[Opening DATA FOR THIS TASK section]

PR #404, opened 2025-01-09
Chore: Update version replace script to ESM

OndraM:
To fix

```
$ ts-node scripts/readme-replace-version.ts
TypeError: Unknown file extension ".ts" for readme-replace-version.ts
    at Object.getFileProtocolModuleFormat [as file:] (node:internal/modules/esm/get_format:183:9)
    at defaultGetFormat (node:internal/modules/esm/get_format:209:36)
    at defaultLoad (node:internal/modules/esm/load:116:22)
    at async ModuleLoader.loadAndTranslate (node:internal/modules/esm/loader:483:32)
    at async ModuleJob._link (node:internal/modules/esm/module_job:115:19) {
  code: 'ERR_UNKNOWN_FILE_EXTENSION'
}
```

### DIFF
--- a/package.json
+++ b/package.json
@@ -72,7 +72,7 @@
     "version": "yarn changelog && yarn replace-version && git status && git add CHANGELOG.md README.md package.json ./dist && git status",
     "postversion": "echo 'Check and push: `git push --set-upstream origin main && git push --tags`'",
     "release": "yarn version --`./bin/ci/semver.sh`",
-    "replace-version": "ts-node scripts/readme-replace-version.ts",
+    "replace-version": "tsx scripts/readme-replace-version.ts",
     "types": "tsc -p ./tsconfig.json"
   },
   "dependencies": {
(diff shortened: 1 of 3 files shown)


literat (approved):
I have switched `ts-node` for `tsx` - https://tsx.is/, so you will have better DX with executing TypeScript scripts (do not care if CJS or ESM).

OndraM:
> I have switched `ts-node` for `tsx` - https://tsx.is/, so you will have better DX with executing TypeScript scripts (do not care if CJS or ESM).

Cool, thanks. It looks definitely better.

BTW it is always great to see how many ways to achieve such simple task as running a file there is in JavaScript ecosystem :-D

literat:
> BTW it is always great to see how many ways to achieve such simple task as running a file there is in JavaScript ecosystem :-D

The world is evolving 🤷

PR #408, opened 2025-01-20
Docs: Add catalog info for Backstage

OndraM:


catalog-info.yaml
```diff
@@ -0,0 +1,15 @@
+apiVersion: backstage.io/v1alpha1
+kind: Component
+metadata:
+  name: cookie-consent-manager
+  description:  Alma Career Cookie Consent Manager
+  annotations:
+    github.com/project-slug: alma-oss/cookie-consent-manager
```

[Closing DATA FOR THIS TASK section]

● TASK DETAILS: Bring together each line above where the string "always" turns up.

● ANSWER TO THIS PROBLEM:
BTW it is always great to see how many ways to achieve such simple task as running a file there is in JavaScript ecosystem :-D
> BTW it is always great to see how many ways to achieve such simple task as running a file there is in JavaScript ecosystem :-D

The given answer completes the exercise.